▶ [TASK TO COMPLETE]:
If a line of the listing contains the string "future", return that line.

▶ [RECORDS SUPPLIED]:
# # # #
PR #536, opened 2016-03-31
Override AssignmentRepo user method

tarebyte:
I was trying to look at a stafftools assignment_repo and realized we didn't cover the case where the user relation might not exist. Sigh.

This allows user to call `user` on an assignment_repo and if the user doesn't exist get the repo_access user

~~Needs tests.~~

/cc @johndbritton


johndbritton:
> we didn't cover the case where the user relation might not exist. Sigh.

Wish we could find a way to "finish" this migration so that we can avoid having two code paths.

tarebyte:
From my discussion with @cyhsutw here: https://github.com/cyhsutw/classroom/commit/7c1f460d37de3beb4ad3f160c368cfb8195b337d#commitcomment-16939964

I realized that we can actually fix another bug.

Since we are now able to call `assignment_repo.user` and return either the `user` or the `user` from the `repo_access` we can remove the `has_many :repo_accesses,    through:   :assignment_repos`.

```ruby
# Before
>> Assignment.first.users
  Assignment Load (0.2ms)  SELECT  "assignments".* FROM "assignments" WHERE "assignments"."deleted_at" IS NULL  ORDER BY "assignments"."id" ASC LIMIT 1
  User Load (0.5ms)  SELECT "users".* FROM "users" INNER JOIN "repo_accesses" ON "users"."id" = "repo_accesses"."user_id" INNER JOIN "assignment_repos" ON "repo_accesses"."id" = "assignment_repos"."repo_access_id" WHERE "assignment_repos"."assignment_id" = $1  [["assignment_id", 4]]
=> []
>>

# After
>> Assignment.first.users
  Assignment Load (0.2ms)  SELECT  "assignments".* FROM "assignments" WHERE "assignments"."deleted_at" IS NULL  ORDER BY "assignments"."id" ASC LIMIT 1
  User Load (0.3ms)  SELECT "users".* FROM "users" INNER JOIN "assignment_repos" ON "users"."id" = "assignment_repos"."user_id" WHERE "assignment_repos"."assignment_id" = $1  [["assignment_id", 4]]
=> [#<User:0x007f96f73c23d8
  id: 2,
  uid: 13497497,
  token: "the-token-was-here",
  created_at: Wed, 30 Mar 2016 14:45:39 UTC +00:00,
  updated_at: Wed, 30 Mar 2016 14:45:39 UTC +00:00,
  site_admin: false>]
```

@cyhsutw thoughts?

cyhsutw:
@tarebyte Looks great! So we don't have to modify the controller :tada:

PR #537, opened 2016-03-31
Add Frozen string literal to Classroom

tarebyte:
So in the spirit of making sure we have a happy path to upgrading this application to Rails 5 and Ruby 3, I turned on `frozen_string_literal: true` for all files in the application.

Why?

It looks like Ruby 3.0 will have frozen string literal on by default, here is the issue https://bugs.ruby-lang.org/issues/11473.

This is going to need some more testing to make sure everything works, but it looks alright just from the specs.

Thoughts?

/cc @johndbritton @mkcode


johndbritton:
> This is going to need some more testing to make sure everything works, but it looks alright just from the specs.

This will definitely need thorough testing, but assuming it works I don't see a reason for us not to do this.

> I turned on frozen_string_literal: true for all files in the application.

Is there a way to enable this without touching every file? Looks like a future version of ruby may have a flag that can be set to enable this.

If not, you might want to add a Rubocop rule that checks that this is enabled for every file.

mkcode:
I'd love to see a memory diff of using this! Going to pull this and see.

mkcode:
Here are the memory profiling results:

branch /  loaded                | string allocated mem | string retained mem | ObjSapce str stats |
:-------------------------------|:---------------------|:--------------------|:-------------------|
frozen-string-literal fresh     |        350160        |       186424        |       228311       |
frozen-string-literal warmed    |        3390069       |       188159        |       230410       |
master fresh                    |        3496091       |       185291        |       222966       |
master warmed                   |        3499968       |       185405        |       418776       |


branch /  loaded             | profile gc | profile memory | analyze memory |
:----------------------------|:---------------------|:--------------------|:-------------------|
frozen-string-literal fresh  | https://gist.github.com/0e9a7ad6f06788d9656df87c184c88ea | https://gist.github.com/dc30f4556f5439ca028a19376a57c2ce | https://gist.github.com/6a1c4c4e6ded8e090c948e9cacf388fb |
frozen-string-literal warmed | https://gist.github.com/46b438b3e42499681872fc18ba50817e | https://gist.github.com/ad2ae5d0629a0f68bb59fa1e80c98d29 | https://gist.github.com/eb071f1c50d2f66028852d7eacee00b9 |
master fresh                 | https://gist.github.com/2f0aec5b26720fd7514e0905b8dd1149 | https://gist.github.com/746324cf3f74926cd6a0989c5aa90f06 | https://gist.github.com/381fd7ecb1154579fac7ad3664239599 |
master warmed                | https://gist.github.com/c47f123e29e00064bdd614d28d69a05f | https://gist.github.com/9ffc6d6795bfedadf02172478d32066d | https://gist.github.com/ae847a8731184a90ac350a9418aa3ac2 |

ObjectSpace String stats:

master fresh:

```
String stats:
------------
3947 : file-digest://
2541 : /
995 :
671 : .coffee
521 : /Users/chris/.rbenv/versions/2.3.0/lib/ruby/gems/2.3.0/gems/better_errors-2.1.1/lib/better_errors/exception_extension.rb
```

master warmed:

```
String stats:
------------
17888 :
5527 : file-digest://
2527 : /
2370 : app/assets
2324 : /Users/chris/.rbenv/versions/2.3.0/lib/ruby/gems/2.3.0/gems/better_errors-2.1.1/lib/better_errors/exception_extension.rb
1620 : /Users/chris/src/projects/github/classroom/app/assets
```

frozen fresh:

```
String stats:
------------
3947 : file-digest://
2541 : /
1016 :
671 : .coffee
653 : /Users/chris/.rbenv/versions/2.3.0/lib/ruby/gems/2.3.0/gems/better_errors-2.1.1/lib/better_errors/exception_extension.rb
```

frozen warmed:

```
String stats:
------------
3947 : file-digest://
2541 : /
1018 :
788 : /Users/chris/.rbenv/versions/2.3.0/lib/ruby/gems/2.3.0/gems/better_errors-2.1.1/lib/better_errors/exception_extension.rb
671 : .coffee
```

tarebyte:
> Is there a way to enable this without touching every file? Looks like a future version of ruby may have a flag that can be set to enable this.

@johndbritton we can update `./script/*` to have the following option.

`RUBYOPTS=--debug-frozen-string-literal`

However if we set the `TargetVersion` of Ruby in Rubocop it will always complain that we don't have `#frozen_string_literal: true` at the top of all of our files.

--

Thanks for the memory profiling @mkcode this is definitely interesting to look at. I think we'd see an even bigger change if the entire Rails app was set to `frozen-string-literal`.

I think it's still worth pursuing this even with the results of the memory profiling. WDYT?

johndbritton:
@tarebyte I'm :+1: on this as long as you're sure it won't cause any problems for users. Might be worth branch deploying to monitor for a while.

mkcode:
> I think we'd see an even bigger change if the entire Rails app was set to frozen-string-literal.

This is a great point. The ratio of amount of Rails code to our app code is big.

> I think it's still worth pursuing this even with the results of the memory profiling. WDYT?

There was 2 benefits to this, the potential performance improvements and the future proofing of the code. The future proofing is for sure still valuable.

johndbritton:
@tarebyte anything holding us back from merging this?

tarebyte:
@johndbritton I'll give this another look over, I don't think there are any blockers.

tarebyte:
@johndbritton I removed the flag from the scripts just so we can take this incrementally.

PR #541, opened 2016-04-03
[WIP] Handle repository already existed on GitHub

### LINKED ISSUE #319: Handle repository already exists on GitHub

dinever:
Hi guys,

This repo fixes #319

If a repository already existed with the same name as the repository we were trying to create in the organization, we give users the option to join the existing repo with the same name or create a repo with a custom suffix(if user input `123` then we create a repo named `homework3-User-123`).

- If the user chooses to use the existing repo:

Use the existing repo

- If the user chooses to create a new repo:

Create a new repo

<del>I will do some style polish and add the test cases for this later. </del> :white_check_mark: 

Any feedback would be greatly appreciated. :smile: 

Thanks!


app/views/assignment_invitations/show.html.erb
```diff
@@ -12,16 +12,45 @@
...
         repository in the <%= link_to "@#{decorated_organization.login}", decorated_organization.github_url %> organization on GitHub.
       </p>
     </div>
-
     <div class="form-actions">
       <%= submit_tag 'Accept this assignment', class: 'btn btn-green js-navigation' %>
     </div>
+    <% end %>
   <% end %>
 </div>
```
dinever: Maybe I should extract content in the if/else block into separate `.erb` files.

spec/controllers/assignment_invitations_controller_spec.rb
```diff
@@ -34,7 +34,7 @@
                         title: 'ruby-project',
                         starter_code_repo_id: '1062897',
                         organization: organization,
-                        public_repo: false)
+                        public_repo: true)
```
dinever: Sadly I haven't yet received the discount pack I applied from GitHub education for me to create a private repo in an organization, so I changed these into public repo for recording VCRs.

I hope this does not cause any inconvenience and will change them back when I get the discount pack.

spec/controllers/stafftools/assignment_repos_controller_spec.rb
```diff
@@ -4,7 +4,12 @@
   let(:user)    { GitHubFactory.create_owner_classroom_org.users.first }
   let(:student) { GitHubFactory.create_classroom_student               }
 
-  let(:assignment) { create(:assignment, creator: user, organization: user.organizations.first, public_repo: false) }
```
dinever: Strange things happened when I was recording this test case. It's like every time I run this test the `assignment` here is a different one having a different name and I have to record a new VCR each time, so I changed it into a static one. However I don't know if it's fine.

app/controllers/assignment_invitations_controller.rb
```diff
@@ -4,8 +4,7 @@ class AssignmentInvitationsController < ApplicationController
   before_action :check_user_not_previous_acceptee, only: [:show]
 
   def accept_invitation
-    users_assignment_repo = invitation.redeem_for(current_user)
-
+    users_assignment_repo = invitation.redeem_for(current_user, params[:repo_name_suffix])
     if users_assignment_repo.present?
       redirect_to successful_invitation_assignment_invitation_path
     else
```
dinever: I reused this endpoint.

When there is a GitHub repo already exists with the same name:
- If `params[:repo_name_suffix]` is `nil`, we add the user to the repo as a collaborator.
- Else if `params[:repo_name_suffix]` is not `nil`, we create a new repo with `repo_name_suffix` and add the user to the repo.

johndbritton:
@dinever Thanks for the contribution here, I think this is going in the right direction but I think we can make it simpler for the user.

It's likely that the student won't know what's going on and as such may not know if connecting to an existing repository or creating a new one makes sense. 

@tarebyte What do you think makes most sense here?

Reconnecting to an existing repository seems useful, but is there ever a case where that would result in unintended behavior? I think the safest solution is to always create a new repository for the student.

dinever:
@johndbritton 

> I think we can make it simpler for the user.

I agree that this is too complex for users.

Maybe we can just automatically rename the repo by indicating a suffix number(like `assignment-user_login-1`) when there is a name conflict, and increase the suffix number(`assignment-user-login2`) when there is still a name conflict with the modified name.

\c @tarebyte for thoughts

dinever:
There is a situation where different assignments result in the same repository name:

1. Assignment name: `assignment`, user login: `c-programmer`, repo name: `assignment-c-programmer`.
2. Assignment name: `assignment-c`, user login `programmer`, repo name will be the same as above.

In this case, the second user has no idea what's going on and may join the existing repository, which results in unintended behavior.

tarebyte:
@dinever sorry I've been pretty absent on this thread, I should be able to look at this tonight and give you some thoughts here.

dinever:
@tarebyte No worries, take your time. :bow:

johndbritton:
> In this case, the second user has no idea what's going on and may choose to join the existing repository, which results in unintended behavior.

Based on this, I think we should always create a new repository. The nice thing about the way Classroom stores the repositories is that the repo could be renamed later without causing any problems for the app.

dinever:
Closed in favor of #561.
# # # #
▶ [SOLUTION TO THIS PROBLEM]:
Is there a way to enable this without touching every file? Looks like a future version of ruby may have a flag that can be set to enable this.
> Is there a way to enable this without touching every file? Looks like a future version of ruby may have a flag that can be set to enable this.
There was 2 benefits to this, the potential performance improvements and the future proofing of the code. The future proofing is for sure still valuable.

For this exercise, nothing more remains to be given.